START Exercise inputs

PR #312, opened 2024-07-25
fix: multiple docs change for parallel saved doc snapshots

KholmatovS:
Changes:
- Fixed the wrong docs change state (missing change info) on the snapshots when docs are saved in parallel

### DIFF
--- a/lib/src/query_snapshot_stream_manager.dart
+++ b/lib/src/query_snapshot_stream_manager.dart
@@ -1,6 +1,7 @@
 import 'dart:async';
 
 import 'package:cloud_firestore/cloud_firestore.dart';
+import 'package:collection/collection.dart';
 import 'package:rxdart/rxdart.dart';
 
 import 'fake_query_with_parent.dart';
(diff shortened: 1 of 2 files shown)


atn832 (approved):

atn832:
Thank you!

lib/src/query_snapshot_stream_manager.dart
```diff
@@ -131,6 +132,22 @@ class QuerySnapshotStreamManager {
         if (docChange != null) {
           documentsChange.add(docChange);
         }
+
+        /// When multiple new doc snapshots added for the current state, we need to fire multiple document changes
+        final newDocsChanges = docsCurrent.where((doc) {
```
atn832, line 137: You're checking changes for documents that have appeared since. So if some document is in `docsPrior` but not `docsCurrent`, this logic won't catch the change:
```typescript
    // Remove in parallel.
    final op3 = db.collection('docs').doc('1').set(<String, dynamic>{
      'age': 36,
    }, SetOptions(merge: true));
    final op4 = db.collection('docs').doc('2').set(<String, dynamic>{
      'age': 40,
    }, SetOptions(merge: true));
    await Future.wait([op3, op4]);
```
Only emits `[DocumentChangeType.removed]`, not `[DocumentChangeType.removed, DocumentChangeType.removed]`.

I'll try and submit a PR for it.

atn832:
Just published your fix and #314 to https://pub.dev/packages/fake_cloud_firestore/changelog#302. Thank you!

END Exercise inputs

Counting only lines of the data above that hold "parallel", report the total and nothing else.

3